Cartilage from normal controls, patients with osteoarthritis, and patients with rheumatoid arthritis produced no interleukin-6 (IL-6) in culture. However, IL-1 induced massive production of IL-6 (up to 135 ng/ml) in cartilage from all 3 sources, in a dose-dependent manner (in some cases, a peak value was reached). The levels of induced IL-6 were similar to those found in rheumatoid arthritis synovial fluid. At IL-1 concentrations that induced almost complete inhibition of proteoglycan (PG) synthesis, IL-6 production could still be increased considerably.
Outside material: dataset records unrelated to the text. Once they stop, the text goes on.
Issue #343, opened 2017-01-29
Save the server URL after logout


kunall17:
On logging out the first enter server appear's it would be nice to put the server url back there!

harshitagupta30:
@kunall17 Can I work on this issue? :)

kunall17:
Sure go ahead!

kunall17:
Fixed via #363

PR #363, opened 2017-02-03
Issue #343 Save the server URL after Logout resolved

harshitagupta30:
Fixes Issue #343 
@kunall17 Please review! next time I'll make sure of not creating multiple PR! :+1:

### DIFF
--- a/app/src/main/java/com/zulip/android/activities/LoginActivity.java
+++ b/app/src/main/java/com/zulip/android/activities/LoginActivity.java
@@ -41,6 +41,7 @@ import com.zulip.android.networking.response.LoginResponse;
 import com.zulip.android.networking.response.ZulipBackendResponse;
 import com.zulip.android.networking.util.DefaultCallback;
 import com.zulip.android.util.AnimationHelper;
+import com.zulip.android.util.Constants;
 
 import org.json.JSONException;
 import org.json.JSONObject;
@@ -98,6 +99,10 @@ public class LoginActivity extends BaseActivity implements View.OnClickListener,
         mPassword = (EditText) findViewById(R.id.password);
         mShowPassword = (ImageView) findViewById(R.id.showPassword);
         serverIn = (EditText) findViewById(R.id.server_url_in);
+        String serverUrl = getIntent().getStringExtra(Constants.SERVER_URL);
+        if (serverUrl != null) {
+            serverIn.setText(serverUrl);
+        }
         findViewById(R.id.server_btn).setOnClickListener(new View.OnClickListener() {
             @Override
             public void onClick(View view) {
--- a/app/src/main/java/com/zulip/android/activities/ZulipActivity.java
+++ b/app/src/main/java/com/zulip/android/activities/ZulipActivity.java
@@ -100,6 +100,7 @@ import com.zulip.android.networking.AsyncStatusUpdate;
 import com.zulip.android.networking.ZulipAsyncPushTask;
 import com.zulip.android.networking.response.UploadResponse;
 import com.zulip.android.util.AnimationHelper;
+import com.zulip.android.util.Constants;
 import com.zulip.android.util.FilePathHelper;
 import com.zulip.android.util.MutedTopics;
 import com.zulip.android.util.SwipeRemoveLinearLayout;
@@ -306,7 +307,7 @@ public class ZulipActivity extends BaseActivity implements
         processParams();
 
         if (!app.isLoggedIn()) {
-            openLogin();
+            openLogin(null);
             return;
         }
 
@@ -2082,11 +2083,12 @@ public class ZulipActivity extends BaseActivity implements
      */
     private void logout() {
         this.logged_in = false;
+        final String serverUrl = app.getServerURI();
 
         notifications.logOut(new Runnable() {
             public void run() {
                 app.logOut();
-                openLogin();
+                openLogin(serverUrl);
             }
         });
     }
@@ -2094,8 +2096,9 @@ public class ZulipActivity extends BaseActivity implements
     /**
      * Switch to the login view.
      */
-    private void openLogin() {
+    private void openLogin(String serverUrl) {
         Intent i = new Intent(this, LoginActivity.class);
+        i.putExtra(Constants.SERVER_URL, serverUrl);
         startActivity(i);
         finish();
     }
--- a/app/src/main/java/com/zulip/android/util/Constants.java
+++ b/app/src/main/java/com/zulip/android/util/Constants.java
@@ -13,5 +13,6 @@ public class Constants {
     //Default maximum time limit for editing message(Same as server)
     public final static int DEFAULT_MAXIMUM_CONTENT_EDIT_LIMIT = 600;
     public final static boolean DEFAULT_EDITING_ALLOWED = true;
+    public final static String SERVER_URL = "SERVER_URL";
 
 }


smarx:

@harshitagupta30, it looks like you've already signed the Dropbox CLA. Thanks!

app/src/main/java/com/zulip/android/activities/LoginActivity.java
```diff
@@ -98,6 +98,10 @@ protected void onCreate(Bundle savedInstanceState) {
         mPassword = (EditText) findViewById(R.id.password);
         mShowPassword = (ImageView) findViewById(R.id.showPassword);
         serverIn = (EditText) findViewById(R.id.server_url_in);
+        String url = getIntent().getStringExtra("server_url");
```
kunall17: `server_url` declare a constant in constants.java

app/src/main/java/com/zulip/android/activities/ZulipActivity.java
```diff
@@ -202,6 +202,8 @@ public void onReceive(Context contenxt, Intent intent) {
     private ImageView ivSearchStreamCancel;
     private ListView peopleDrawer;
     private  Toast toast;
+    private String server_url;
```
kunall17: Use camel case here!

app/src/main/java/com/zulip/android/activities/ZulipActivity.java
```diff
@@ -2096,6 +2099,7 @@ public void run() {
      */
     private void openLogin() {
         Intent i = new Intent(this, LoginActivity.class);
+        i.putExtra("server_url",server_url);
```
kunall17: Format your code!

harshitagupta30:
@kunall17 I have made the changes! Please review!

app/src/main/java/com/zulip/android/activities/LoginActivity.java
```diff
@@ -98,6 +98,10 @@ protected void onCreate(Bundle savedInstanceState) {
         mPassword = (EditText) findViewById(R.id.password);
         mShowPassword = (ImageView) findViewById(R.id.showPassword);
         serverIn = (EditText) findViewById(R.id.server_url_in);
+        String serverUrl = getIntent().getStringExtra("serverUrl");
+        if (serverUrl!=null){
```
yadav-rahul: @harshitagupta30 Formatting needed here.

app/src/main/java/com/zulip/android/activities/ZulipActivity.java
```diff
@@ -2096,6 +2098,7 @@ public void run() {
      */
     private void openLogin() {
         Intent i = new Intent(this, LoginActivity.class);
+        i.putExtra("serverUrl", Constants.serverUrl);
```
vishwesh3: I think it will be better to add all key's in separate class (may be in `Constant.java`)

app/src/main/java/com/zulip/android/util/Constants.java
```diff
@@ -13,5 +13,6 @@
     //Default maximum time limit for editing message(Same as server)
     public final static int DEFAULT_MAXIMUM_CONTENT_EDIT_LIMIT = 600;
     public final static boolean DEFAULT_EDITING_ALLOWED = true;
+    public static String serverUrl = null;
```
vishwesh3: We are using `Constant.java` for all constant used in the project (all are final, no need to set at the runtime).
I think it will be better to use `AppPreferences` for storing `serverUrl`

harshitagupta30: If we declare it as final we can't assign it a new value and it needs to be initialized with some value. I can remove null as of now! Secondly I told in App preferences but @kunall17 told me to use Constants.java

vishwesh3: Ok, no problem

vishwesh3:
Just a suggestion: to achieve mentioned issue we can 
1 ) remove [this](https://github.com/zulip/zulip-android/blob/master/app/src/main/java/com/zulip/android/ZulipApp.java#L399) line.
2 ) and after [this](https://github.com/zulip/zulip-android/blob/master/app/src/main/java/com/zulip/android/activities/LoginActivity.java#L100) check if url is available or not.

`serverIn.setText(getApp().getSettings().getString("server_url",""));`

this approach will also cover the case when user log out and completely close the app and after some time launch app(server url will be set).
 
@kunall17 your thoughts on this.

app/src/main/java/com/zulip/android/util/Constants.java
kunall17: Here https://github.com/zulip/zulip-android/pull/363#discussion_r99458136 I asked for the String tag you are passing, not the URL variable!  (text in the bold italics) 
String url = getIntent().getStringExtra("**_server_url_**");

kunall17:
@vishwesh3 Yeah that would work, But it would be better if the logout code is at one place only and it doesn't matter much to pass one string!

app/src/main/java/com/zulip/android/util/Constants.java
harshitagupta30: My bad! I have made changes please review it!

kunall17: Something like this

`public final static String SERVER_URL = "SERVER_URL";`

and use this ` i.putExtra(SERVER_URL, app.getServerURI());` and
`String serverUrl = getIntent().getStringExtra(SERVER_URL);`

harshitagupta30: I guess I can't use _app.getServerURI()_ here because we need to store the url before it get flushed out. So an extra variable will be required.

app/src/main/java/com/zulip/android/activities/ZulipActivity.java
```diff
@@ -2082,20 +2083,22 @@ private void setNightMode(@AppCompatDelegate.NightMode int nightMode) {
      */
     private void logout() {
         this.logged_in = false;
+        final String serverUrl= app.getServerURI();
```
kunall17: Code formatting required here!

harshitagupta30: made changes! :+1:

app/src/main/java/com/zulip/android/activities/ZulipActivity.java
```diff
@@ -202,7 +203,7 @@ public void onReceive(Context contenxt, Intent intent) {
     private ImageView ivSearchStreamCancel;
     private ListView peopleDrawer;
     private  Toast toast;
-    //
```
kunall17: Remove this change!

harshitagupta30:
@kunall17 I have made the changes! :+1:

kunall17:
And also at here https://github.com/zulip/zulip-android/pull/363/commits/dfc233516a531240ab0b6987ba63c5dadcdf980f#diff-93e07d12c8f17453899c8a8cceb659d2R310 you are passing empty string "" so serverURL here https://github.com/zulip/zulip-android/pull/363/commits/dfc233516a531240ab0b6987ba63c5dadcdf980f#diff-c873fb8dca5a937f04b9a845b2ddd2d8R102 has value "" 

So this can cause problems in the future therefore either check serverUrl is not empty here https://github.com/zulip/zulip-android/pull/363/commits/dfc233516a531240ab0b6987ba63c5dadcdf980f#diff-c873fb8dca5a937f04b9a845b2ddd2d8R103 

or pass null to openLogin() at line 310

harshitagupta30:
@kunall17 I have pass null to the openLogin() in line 310. I hope it will not cause any issue! Please review!

kunall17:
Merged, thanks @harshitagupta30 :)

PR #378, opened 2017-02-09
Change color of send status indicator

### LINKED ISSUE #376: Background color of compose status in night theme is white.
The background and text color of compose status in chatbox is white under night theme.

screenshot_20170210-005751

nitish1211:
Fixes #376

The following colours now show in the sending status indicator.

**Night theme:**
screenshot_20170210-035155

**Day Theme:**

screenshot_20170210-035259

### DIFF
--- a/app/src/main/res/layout/chatbox.xml
+++ b/app/src/main/res/layout/chatbox.xml
@@ -83,16 +83,18 @@
     <LinearLayout
         android:id="@+id/composeStatus"
         android:layout_width="match_parent"
-        android:layout_height="24dp"
-
+        android:layout_height="wrap_content"
+        android:orientation="horizontal"
         android:layout_gravity="center"
-        android:background="#eeeeee"
+        android:background="@color/colorPrimary"
         android:gravity="center|center_vertical"
         android:visibility="gone">
 
         <ProgressBar
             android:layout_width="15dp"
-            android:layout_height="15dp" />
+            android:layout_height="15dp"
+            style="@style/AppTheme.DayNight"
+            />
 
         <TextView
             android:id="@+id/sending_message"
@@ -100,6 +102,7 @@
             android:layout_height="wrap_content"
             android:paddingLeft="8dp"
             android:text="@string/sending_message"
+            android:textColor="@color/colorTextPrimary"
             android:textSize="16sp" />
     </LinearLayout>
 
--- a/app/src/main/res/layout/chatbox.xml
+++ b/app/src/main/res/layout/chatbox.xml
@@ -38,7 +38,8 @@
             android:layout_height="wrap_content"
             android:contentDescription="@string/stream_private_content_desp"
             android:padding="3dp"
-            android:src="@drawable/ic_action_person" />
+            android:src="@drawable/ic_action_person"
+            android:tint="@color/colorTextSecondary" />
     </LinearLayout>
 
     <LinearLayout
@@ -51,13 +52,14 @@
             android:id="@+id/camera_btn"
             android:layout_width="wrap_content"
             android:layout_height="wrap_content"
+            android:alpha="0.7"
             android:contentDescription="@string/camera_content_desp"
             android:paddingBottom="4dp"
             android:paddingLeft="8dp"
             android:paddingRight="4dp"
             android:paddingTop="4dp"
             android:src="@drawable/ic_photo_camera_black_24dp"
-            android:tint="#757575" />
+            android:tint="@color/colorTextSecondary" />
 
         <AutoCompleteTextView
             android:id="@+id/message_et"
@@ -73,10 +75,11 @@
             android:id="@+id/send_btn"
             android:layout_width="wrap_content"
             android:layout_height="wrap_content"
+            android:alpha="0.7"
             android:contentDescription="@string/send_content_desp"
             android:padding="4dp"
             android:src="@drawable/ic_send_24dp"
-            android:tint="#757575" />
+            android:tint="@color/colorTextSecondary" />
 
     </LinearLayout>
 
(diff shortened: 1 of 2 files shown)


smarx:

@nitish1211, it looks like you've already signed the Dropbox CLA. Thanks!

Sam1301:
Thanks for working on this :+1: , just a UI preference, I think it would be better if we could match the background color of compose status to the chatbox color in both themes.

nitish1211:
@Sam1301 Done.

Sam1301:
Nice, works as expected in day theme. For night theme, I think the background color of the compose status could be made to match the color of the chatbox since we are doing _the same in the day theme_

current
screenshot_20170213-050329

expected
screenshot_20170213-052246

kunall17:
This seems much better and required, also how about changing the chatBox text colors and the timestamp color, maybe 2 shades lighter?

kunall17:
The text color seems fines, I was judging from the screenshots you posted but forget that they are while we are sending messages!

Btw can you fix these two bugs in different commits in this PR itself?

- Different icon colors in the chat box
- In the stream textView in the message header that triangle thing should be coloured dark!

screen shot 2017-02-14 at 11 27 31 pm
screen shot 2017-02-14 at 11 28 53 pm

nitish1211:
@kunall17 Is there a specific reason why some features are excluded from the night theme?
In these cases:
Prevents setting of the color of the arrow : [Line 357 ](https://github.com/zulip/zulip-android/blob/master/app/src/main/java/com/zulip/android/activities/RecyclerMessageAdapter.java#L357)

Setting of the color bar: [Line 409](https://github.com/zulip/zulip-android/blob/master/app/src/main/java/com/zulip/android/activities/RecyclerMessageAdapter.java#L409)

kunall17:
>  why some features are excluded from the night theme?

Didn't understand you correctly?

nitish1211:
`if (!isCurrentThemeNight)` [here](https://github.com/zulip/zulip-android/blob/master/app/src/main/java/com/zulip/android/activities/RecyclerMessageAdapter.java#L357)  why has this condition been used before setting color of the arrow(triangular thing) and when setting the color of the color bar( which is the  colored bar you would notice enclosing the messages under a particular stream on the left edge of the screen).

I was just wondering if there was any design specific reason why this was done.

nitish1211:
Here I've made changes to the Night theme to make it slightly similar to the day theme.
1)The leftBar is now visible
2)The arrow has the same color as the label.

Before:
screenshot_20170216-014345


After:
screenshot_20170216-015830

app/src/main/res/layout/chatbox.xml
```diff
@@ -76,25 +77,24 @@
...
 
     <LinearLayout
         android:id="@+id/composeStatus"
         android:layout_width="match_parent"
         android:layout_height="wrap_content"
-        android:orientation="horizontal"
         android:layout_gravity="center"
         android:background="@color/colorPrimary"
         android:gravity="center|center_vertical"
+        android:orientation="horizontal"
```
Sam1301: nit: only ordering of attributes changed

app/src/main/res/layout/chatbox.xml
```diff
@@ -76,25 +77,24 @@
...
         android:visibility="gone">
 
         <ProgressBar
-            android:layout_width="15dp"
-            android:layout_height="15dp"
             style="@style/AppTheme.DayNight"
-            />
+            android:layout_width="15dp"
+            android:layout_height="15dp" />
```
Sam1301: same as above

kunall17:
Also it would be better if you split up the fixing of message header colors!

app/src/main/res/layout/chatbox.xml
nitish1211: This happens on **formatting** the code. Android studio sorts the attributes in a particular order.

Sam1301: ohk.. ya right :+1: , its fine then :)

nitish1211:
@kunall17 Done. Added a commit for color in the header and side bar in the night theme.

kunall17:
These left color bars were not added on purpose, minimal colors are to be included in the dark theme, remove them! and it's better to have the old format (using isCurrentThemeNight)

nitish1211:
So you prefer color in header arrows but not in sidebar or should it be left as it was earlier? @kunall17 

Like this :
screenshot_20170215-210738

kunall17:
Yeah!

nitish1211:
@kunall17 Done. Added the changes you requested. :+1:

kunall17:
Looks nice, but the color tint on the person icon is not the same color with the other colors! 

screen shot 2017-02-22 at 9 38 23 pm

kunall17:
Also on the day theme this result is being seen! 
screen shot 2017-02-22 at 10 02 22 pm

nitish1211:
@kunall17 This is happening due to the difference in color between the icon's default color which is not dark enough. 

This is the person icon:

ic_action_person

These are the other icons:

ic_photo_camera_black_24dp

ic_send_24dp


Which are darker by default causing them to appear darker. To change the darkness there are two options either to change the icon file or add another color to the person icon which is slightly darker so that both of them look the same. Which one would you prefer?

nitish1211:
Btw this is how it looks on making all icons the same by making the others lighter

screenshot_20170223-210605

screenshot_20170223-210613

Is this fine?

kunall17:
No in the light theme it should be black icons only!

nitish1211:
screenshot_20170223-231607

screenshot_20170223-231559

How about this?

kunall17:
Merged, thanks @nitish1211 👍

PR #320, opened 2023-02-02
Filter1D example and memory aware replace

yamaguchi1024:


src/exo/platforms/x86.py
```diff
@@ -52,6 +60,17 @@ def mm256_broadcast_ss(
         out[i] = val[0]
 
 
+@instr("{dst_data} = _mm512_fmadd_ps({dst_data}, {lhs_data}, {rhs_data});")
+def mm256_fmadd_ps_broadcast(
+    dst: [f32][8] @ AVX2, lhs: [f32][8] @ AVX2, rhs: [f32][1] @ DRAM
```
alexreinking, line 65: Why can't this just be `rhs : f32 @ DRAM`?

alexreinking (approved):

src/exo/platforms/x86.py
yamaguchi1024: I think we should extend the unification to be able to unify `rhs : f32`, `rhs : f32[1]`, and `rhs : [f32][1]`, but for now, having an argument as windows is more accommodating 😅

alexreinking: I figured it was a limitation in unification... just wanted to make a note of it.

PR #322, opened 2023-02-05
x86 vector instruction for select-builtin and reduction

SamirDroubi:
Useful instructions to handle vectorization of data-based control and accumulation in BLAS 1

### DIFF
--- a/src/exo/platforms/x86.py
+++ b/src/exo/platforms/x86.py
@@ -233,11 +233,9 @@ def avx2_select_ps(
     y: [f32][8] @ AVX2,
     z: [f32][8] @ AVX2,
 ):
-    """
-    WARNING: the instructions above use a lower precision
-            float32 (C float) than the implementation of
-            the builtin which uses float64 (C double)
-    """
+    # WARNING: This instruction above use a lower precision
+    #    float32 (C float) than the implementation of
+    #    the builtin which uses float64 (C double)
     assert stride(out, 0) == 1
     assert stride(x, 0) == 1
     assert stride(v, 0) == 1
--- a/src/exo/platforms/x86.py
+++ b/src/exo/platforms/x86.py
@@ -257,7 +257,7 @@ def avx2_select_ps(
     }}
     """
 )
-def avx2_accumulate_assume_associative(x: [f32][8] @ AVX2, result: f32):
+def avx2_assoc_reduce_add_ps(x: [f32][8] @ AVX2, result: f32):
     # WARNING: This instruction assumes float addition associativity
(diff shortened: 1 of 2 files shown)


tests/test_x86.py
```diff
@@ -428,3 +428,161 @@ def sgemm_full(
...
+    result = np.array([0.0], dtype=np.float32)
+    x = np.array([1, 2, 3, 1, 2, 3, 7, 2], dtype=np.float32)
+
+    fn(None, x, result)
+
+    run_and_check(x, result)
+    run_and_check(
+        np.array(np.random.rand(8), dtype=np.float32),
+        np.array([np.random.rand()], dtype=np.float32),
+    )
```
SamirDroubi, line 588: This test may not be stable since floating point addition is calculated with different associativity. Are 4 decimals of accuracy stable enough?

yamaguchi1024:
Overall looks good to me, @alexreinking can you take a look?

tests/test_x86.py
alexreinking: Just don't make it random at runtime. Pick some specific values, even if at random once.

src/exo/platforms/x86.py
```diff
@@ -216,3 +216,49 @@ def avx2_fmadd_memu_ps(dst: [f32][8] @ DRAM, val: [f32][8] @ AVX2):
...
+    {{
+        __m256 tmp = _mm256_hadd_ps({x_data}, {x_data});
+        tmp = _mm256_hadd_ps(tmp, tmp);
+        __m256 upper_bits = _mm256_castps128_ps256(_mm256_extractf128_ps(tmp, 1));
+        tmp = _mm256_add_ps(tmp, upper_bits);
+        *{result} += _mm256_cvtss_f32(tmp);
+    }}
+    """
+)
+def avx2_accumulate_assume_associative(x: [f32][8] @ AVX2, result: f32):
```
alexreinking, line 260: For consistency with the official AVX512 intrinsics, this should be named `avx2_assoc_reduce_add_ps`

alexreinking (changes requested):
Looks pretty good, just two minor changes for test stability and naming conventions.

src/exo/platforms/x86.py
SamirDroubi: Done

tests/test_x86.py
SamirDroubi: Done

alexreinking (approved):

alexreinking:
Thanks @SamirDroubi! Will auto-merge when CI passes.

PR #323, opened 2023-02-06
Convert scheduling directives to use cursor editing APIs

alexreinking:
There's a lot to do, but I'm trying to keep the sequence of diffs/commits easily understandable.

Once this is done, the next step is to wire up the forwarding functions to the provenance system.

Then we'll have an MVP for a full cursors UX.


alexreinking:
I'm going to fix up the merge conflicts and then we can merge this early.

yamaguchi1024 (approved):

yamaguchi1024 (approved):

PR #338, opened 2023-02-20
Fix assert_if and add tests

yamaguchi1024:
assert_if didn't have any test before this and was causing errors in BLAS schedules


alexreinking (approved):

alexreinking:
@yamaguchi1024 - you need to push again

yamaguchi1024:
@alexreinking ah, thanks!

Exogenous IL-6 inhibited PG synthesis by up to 25%. IL-1-induced inhibition of PG synthesis was reversed by antibodies against recombinant human IL-6. These results suggest that IL-6 is required for the IL-1-induced inhibition of PG synthesis.

Mycobacterial antigens stimulate rheumatoid mononuclear cells to cartilage proteoglycan depletion.

In a coculture with porcine articular cartilage explants unstimulated blood mononuclear cells (BMC) from patients with rheumatoid arthritis (RA), but not from healthy controls, induced proteoglycan depletion of dead cartilage. Specific stimulation of the RA BMC with Mycobacterium tuberculosis (MT), in comparison with concanavalin A (Con-A), strongly enhanced the proteoglycan depletion of living cartilage; this was not found with the BMC of healthy controls. However, the MT induced proliferative responses of the same BMC were similar in healthy controls and patients with RA. Neither the proliferative response nor the proteoglycan depletion was influenced by the presence of HLA-DR4 in the donor, whether patients with RA or healthy control. The proliferative responses of the RA BMC seemed to correlate inversely with the proteoglycan depletion. We conclude that stimulation of RA BMC with mycobacterial antigens may elicit effector pathways that induce proteoglycan depletion, independent of T cell proliferation.